While we’re discussing McCain’s big mistakes, NYT reminds us of McCain’s one obvious gaffe of the campaign, when he told a group in Florida that the “fundamentals of the economy are strong” on the same day that Lehman collapsed. We doubt this was decisive, but talk about a way to kill the buzz for his campaign right after his post-Palin pick highs.
The article is a good lesson in how gaffes become campaign fodder:
A thousand miles away, at Senator Barack Obama’s campaign headquarters in Chicago, the aides who monitored Mr. McCain’s every utterance knew immediately that they had just heard a potential turning point in a race that seemed to be tightening. They rushed out to tell Dan Pfeiffer, Mr. Obama’s communications director, what Mr. McCain, the Republican candidate, had just said, knowing that his words could be used to portray him as out of touch.

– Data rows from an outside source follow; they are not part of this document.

PR #2016, opened 2023-08-08
Add bug template

jbischof:
We currently only offer a "feature request" type. Users are generally creating bugs from the "other" category and only leaving a stack trace, which is very difficult to replicate.

Ideally almost all bugs would include a colab gist to speed replication time.

### DIFF
--- a/.github/ISSUE_TEMPLATE/bug.md
+++ b/.github/ISSUE_TEMPLATE/bug.md
@@ -1,0 +1,38 @@
+---
+name: Bug
+about: File a bug/issue
+title: '[BUG] <title>'
+labels: bug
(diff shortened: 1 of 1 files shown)


sampathweb (approved):

mattdangerw (approved):
Looks good to me!

We probably have a separate class of bugs that are related to installing/using the library outside of colab. For these, python version, os version are helpful, but I'm not sure if it's even worth calling this out.

jbischof:
Sure @mattdangerw if that becomes an issue (ha!) we can use one of those fancy yaml templates. For now I will add a note about this to the colab request.

PR #2028, opened 2023-08-15
Use correct convention for static shape in point_cloud grouping

ianstenbit:
This also has the side effect of allowing for Numpy inputs instead of just TF tensor inputs to point_cloud `group_points_by_boxes`, which is more pleasant for tinkering.


sampathweb (approved):

sampathweb:
LGTM

PR #309, opened 2022-06-27
New Endpoint UserCreateMutation

MoeHome:


hugotiburtino:
Thanks, it seems good. I'll test it manually a little bit further before merging it.

PR #310, opened 2022-06-28
fix: Ignore user threads in AllThreadsQuery

### LINKED ISSUE #307: Ignore user comments on /discussions
See https://serlo.slack.com/archives/C0BMSC431/p1655900248776729 -> Since we only use user discussions for invitations we should filter them out on /discussions

kulla:
Fixes #307

### DIFF
--- a/server/src/thread/model.rs
+++ b/server/src/thread/model.rs
@@ -42,12 +42,14 @@ impl Threads {
                 SELECT comment.id
                 FROM comment
                 JOIN uuid ON uuid.id = comment.id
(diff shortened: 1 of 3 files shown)


hugotiburtino (approved):

hugotiburtino:
It seems good.
I just would like to be sure that @elbotho is aware of this change...

elbotho:
> 
It seems good.
I just would like to be sure that @elbotho is aware of this change...
If I don't hear any protest, I'll merge it 😄

Thanks, we discussed this.

elbotho (approved):

PR #337, opened 2022-10-26
feat: Order AllThreadsQuery according to last updated

hugotiburtino:
See https://serlo.slack.com/archives/C0BMSC431/p1666617395168269

### DIFF
--- a/server/src/thread/model.rs
+++ b/server/src/thread/model.rs
@@ -39,7 +39,7 @@ impl Threads {
 
         let result = sqlx::query!(
             r#"
-                SELECT comment.id
+                SELECT comment.id, comment.date
                 FROM comment
                 JOIN uuid ON uuid.id = comment.id
                 JOIN uuid parent_uuid ON parent_uuid.id = comment.uuid_id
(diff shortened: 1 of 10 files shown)


server/src/thread/model.rs
```diff
@@ -39,7 +39,7 @@ impl Threads {
 
         let result = sqlx::query!(
             r#"
-                SELECT comment.id
+                SELECT comment.id, comment.date
```
kulla, line 42: In our current understanding `comment.date` shall be the date when the comment was created and it shall not be updated for new comments

kulla: Use a SQL statement like `select comment.id, comment.date, MAX(answer.id) as most_recent_answer_id from comment join uuid on comment.uuid_id = uuid.id join comment answer on answer.parent_id = comment.id group by comment.id limit 10;` -> Order by `most_recent_answer_id` then

kulla (changes requested):

server/src/thread/model.rs
hugotiburtino: Thanks for your hint in slack 😃

PR #345, opened 2022-11-19
fix: Fix sorting of threads in discussions

hugotiburtino:
If ok, let me version it and merge.

### DIFF
--- a/server/src/uuid/model/entity/mod.rs
+++ b/server/src/uuid/model/entity/mod.rs
@@ -1,6 +1,5 @@
 use crate::uuid::Subject;
 use async_trait::async_trait;
-use chrono_tz::Europe::Berlin;
 use convert_case::{Case, Casing};
 use futures::try_join;
 use serde::Serialize;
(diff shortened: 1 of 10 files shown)


server/src/uuid/model/entity/mod.rs
```diff
@@ -918,19 +917,10 @@ impl Entity {
...
-                            .to_string(),
-                    }
-                })
-            })
-            .transpose()?
-            .map(|date| date.with_timezone(&Berlin).to_string());
+        let after_db_time = match payload.after.as_ref() {
+            Some(date) => DateTime::parse_from_rfc3339(date)?,
+            None => DateTime::now(),
+        };
```
kulla, line 923: Can be a helper function

kulla (approved):

server/src/uuid/model/entity/mod.rs
hugotiburtino: true, let's go on for now and we could do this refactoring if the need is bigger

PR #349, opened 2022-12-27
feat: Add `DeletedTaxonomiesQuery`

hugotiburtino:
The previously visible error in actions led to a more complicated fix, so I removed the commit from here, solved the error and explained it in #350


MoeHome (approved):

hugotiburtino:
As discussed in our meeting, we should prefer something like DeletedUuidsQuery, what demands a more abstract and complicated code.

PR #350, opened 2022-12-28
fix: Really trash or restore taxonomy term

hugotiburtino:
fix: Create event for trashing/restoring taxonomy term


hugotiburtino:
It is a little complicated to explain this fix, so let's do it slowly.

Until now, the table `term` was (mistakenly) used to fetch the taxonomy term id, but this table has its own id order. It means: if we asked to trash the uuid 1 it was found in the term table. After that it entered the check at https://github.com/serlo/database-layer/blob/3de492861a34bdefa1db92a3d4472419675d5078/server/src/uuid/model/uuid.rs#L297-L301, where it could throw an error in case the uuid were a user or entityRevision.

[ffc08e8](https://github.com/serlo/database-layer/pull/350/commits/ffc08e8fc4630a9098de24fcf3bbd1ac9ce61595) correctly uses the table `term_taxonomy`. It caused the error at ```left: `200`,  right: `400`', test-utils/src/lib.rs:82:9``` (see https://github.com/serlo/database-layer/actions/runs/3790223750/jobs/6444681991),  because now there were no match for the uuid 1. But it led to the check in https://github.com/serlo/database-layer/blob/main/server/src/uuid/model/uuid.rs#L323,  skipping the script and returning 200, although nothing happened.

Now, I excluded also the entity revisions at all from the query (see [be1b51d](https://github.com/serlo/database-layer/pull/350/commits/be1b51d7399c7eabbda72c1d6bbbb37c7faea1a2)) and made it throw an error in case the uuid is not found in the query (see [3de4928](https://github.com/serlo/database-layer/pull/350/commits/3de492861a34bdefa1db92a3d4472419675d5078)), either the uuid do not exist or it is a user, an entity revision or something else that cannot be trashed).

kulla (approved):

PR #357, opened 2023-01-05
feat: Add ThreadEditMutation

AndreasHuber:


server/src/thread/model.rs
```diff
@@ -350,6 +351,95 @@ impl Threads {
...
+            return Err(operation::Error::BadRequest {
+                reason: "content is empty".to_string(),
+            });
+        }
+
+        let mut transaction = executor.begin().await?;
+
+        let is_trashed = match sqlx::query!(
+            r#"
+                SELECT trashed FROM uuid WHERE id = ?
```
hugotiburtino, line 372: You can fetch this info in only one query, joining this query with the one in line 395.
use a join
``SELECT ...,, trashed FROM comment JOIN uuid ON uuid.id = comment.id ... `

server/src/thread/model.rs
```diff
@@ -350,6 +351,95 @@ impl Threads {
...
+            "#,
+            payload.comment_id
+        )
+        .fetch_one(&mut transaction)
+        .await
+        {
+            Ok(record) => record.trashed,
+            Err(_) => {
```
hugotiburtino, line 380: We could map exactly the error (it should be sqlx:Error:RowNotFound and throw it accordingly. The others error should be a server error.

server/src/thread/model.rs
```diff
@@ -350,6 +351,95 @@ impl Threads {
...
+    {
+        if payload.content.is_empty() {
+            return Err(operation::Error::BadRequest {
+                reason: "content is empty".to_string(),
+            });
+        }
+
+        let mut transaction = executor.begin().await?;
+
+        let is_trashed = match sqlx::query!(
```
hugotiburtino, line 370: Instead of using a `match` it is common to use `map_err` in this repo. 
I personally think it is easier to read with map_err

hugotiburtino (changes requested):

hugotiburtino:
thanks! Wonderful that you can already deliver a working code

AndreasHuber:
- Saving the edit date requires adding a column to the database table comment first, so this is missing or only the intent shown via commented code. 
- Touching the test cases for create comment / thread was not scope of the ticket but we had agreed I could do it here anyways.

AndreasHuber:
Question came up regarding naming convention. I thought EditCommentMutation would be a clear name but maybe the original suggestion ThreadUpdateMutation or something like ThreadEditCommentMutation is more consistent with existing naming. Please let me know and I can push an according rename. @kulla

server/src/thread/messages.rs
```diff
@@ -17,6 +17,7 @@ pub enum ThreadMessage {
     ThreadCreateThreadMutation(create_thread_mutation::Payload),
     ThreadCreateCommentMutation(create_comment_mutation::Payload),
     ThreadSetThreadArchivedMutation(set_thread_archived_mutation::Payload),
+    EditCommentMutation(edit_comment_mutation::Payload),
```
hugotiburtino, line 20:
```suggestion
    ThreadEditMutation(edit_comment_mutation::Payload),
```

server/src/thread/messages.rs
```diff
@@ -45,6 +46,9 @@ impl MessageResponder for ThreadMessage {
                     .handle("ThreadSetThreadArchivedMutation", connection)
                     .await
             }
+            ThreadMessage::EditCommentMutation(message) => {
```
hugotiburtino, line 49:
```suggestion
            ThreadMessage::ThreadEditMutation(message) => {
```

hugotiburtino (approved):
@kulla @MoeHome we are applying the moto: merge first, ask later. 
If you have change request, please open a new issue.

kulla:
> @kulla @MoeHome we are applying the moto: merge first, ask later.

:+1:

>  I thought EditCommentMutation would be a clear name but maybe the original suggestion ThreadUpdateMutation or something like ThreadEditCommentMutation

In the current convention the first subject is somethink like a namespace. The namespace `thread` is perfect, so I would go with `ThreadEditCommentMutation`

PR #367, opened 2023-02-22
Update dependencies

kulla:


Dockerfile
```diff
@@ -1,4 +1,4 @@
-FROM rust:1.61 as build
+FROM rust:1.67 as build
```
kulla, line 1: @hugotiburtino Shall we add a .tool-versions file in this repo and make all changes with a pinned `rust` version?!

hugotiburtino: It sounds safer.
Since Rust is still envolving, I would just say that we should keep upgrading its version, in order to get the benefits of new language features (v.g. the last thing, that we got to know, was string interpolation). 
If we don't want to have the extra work of keeping upgrading it, I would say let's leave as it is.

kulla:
@hugotiburtino I started with the update but unfortunately there are pact errors

hugotiburtino:
> @hugotiburtino I started with the update but unfortunately there are pact errors

yes, quite ungrateful to debug. We may want to leave the Actions for rustup with tollchain 'stable' and just update rust version at `.tool-versions` when it breaks in the CI.

kulla:
I close it for now and reopen it when I work on it again :smile:

PR #374, opened 2023-03-31
WIP: Create metadata API according to AMB spec 

CodingDive:
Board: https://github.com/orgs/serlo/projects/35/views/1
Specification: https://dini-ag-kim.github.io/amb/draft


server/tests/metadata.rs
```diff
@@ -103,4 +103,128 @@ mod entities_metadata_query {
             .await
             .should_be_bad_request();
     }
+
+    #[actix_rt::test]
+    async fn checks_mandatory_keys_in_response() {
+        Message::new("EntitiesMetadataQuery", json!({ "first": 350 }))
```
kulla, line 109: No blocker but a follow up: I would make a fetch for an array of UUIDs each being of a different type we want support in the metadata API. Maybe a request like `returns_metadata_of_entities` but with different types is sufficient.

server/tests/metadata.rs
```diff
@@ -103,4 +103,128 @@ mod entities_metadata_query {
...
+                for mandatory_key in &mandatory_keys {
+                    assert!(
+                        entity.get(mandatory_key).is_some(),
+                        "Mandatory key '{}' is missing from the Quiz!",
+                        mandatory_key
+                    );
+                }
+            }
+        });
+    }
```
kulla, line 169:
```suggestion
```

When there is at least one exercise in the first 350 entities there is no additional value of this test than just having `default_value_for_property_name()` and `checks_mandatory_keys_in_response()`

kulla (changes requested):

PR #376, opened 2023-04-07
refactor: Proposal for easier structure of metadata

kulla:
In the past we had a file structure as 

```
src/submodule/
  |- mod.rs
  |- messages.rs
  |- model.rs
```

The idea behind this structure is that it enforces a separation between the definition of a message (i.e. the JSON we get) and an abstract model for our business logic in `model.rs`. In `messages.rs` should not include a SQL statement but instead those should be hidden behind a model in `model.rs` so that the functions of the model can be executed by many message calls. 

However let's take `EntitiesMetadataQuery`: The function in `src/metadata/model.rs` is only called by `src/metadata/messages.rs` and nowhere else. IMHO this will not change in the foreseeable future. Thus I would suggest in those cases to merge `messages.rs` and `model.rs` as in this PR -> Have a look at  https://github.com/serlo/database-layer/blob/refactor-metadata-structure/server/src/message.rs

What do you think about this refactoring?


hugotiburtino:
> What do you think about this refactoring?

I'm fan of not overengineering. So I would agree that we should at simple modules we should keep just one file.

My only worry is that we will have two approaches and it may be hard for some newbies to decide what approach to use.  So my opinion is: if you decide at the end of the day not to do this refactoring, I would be ok with it also.

AndreasHuber:
It looks like you did two things: 

1.  You created a metadata.rs file instead of a metadata/mod.rs. I think this change is the preferred way these days, see for example https://doc.rust-lang.org/rust-by-example/mod/split.html. With a mod.rs file is the old way. I am in favor of this change. 

2. You merged the code from the metadata/messages.rs and metadata/model.rs file into the module file, be it metadata/mod.rs or now metadata.rs. Looks fine to me, especially because I think the boilerplate in the messages.rs files can eventually be reduced for example by using the enum_dispatch crate. However, I have no strong opinion on this at the moment.

AndreasHuber (approved):

PR #380, opened 2023-04-15
refactor: Remove check of unique name at taxonomy term

hugotiburtino:


server/tests/taxonomy_term.rs
```diff
@@ -194,38 +164,6 @@ mod create_mutation {
         .await
         .should_be_bad_request();
     }
-
```
AndreasHuber, line 197: Do you want to remove the test cases or keep them and change the expectation?

AndreasHuber (approved):

server/tests/taxonomy_term.rs
hugotiburtino: Since we wouldn't test our code but the mysql database, I would just remove it. Someone in the future that sees this test would think, the logic is somewhere in code, but it isn't.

“Shut up!” Mr. Pfeiffer said incredulously. “He said what?” Mr. Obama, who had just arrived at a rally in Colorado, hastily inserted the comments into his speech. And by nightfall, the Obama campaign had produced an advertisement that included video of Mr. McCain making the statement that would shadow him for the rest of the campaign.
At the McCain campaign headquarters in Arlington, Va., at almost the same moment that morning, Mr. McCain’s chief strategist, Steve Schmidt, looked stricken when his war room alerted him to the comment. Within 30 minutes, he was headed for a flight to Florida to join Mr. McCain as they began a frantic and ultimately unsuccessful effort to recover.
Politics is a sick game, and you need to be a liar to rise up through the ranks. But reading stuff like this makes it seem very fun. Maybe we’ll Netflix the War Room this week.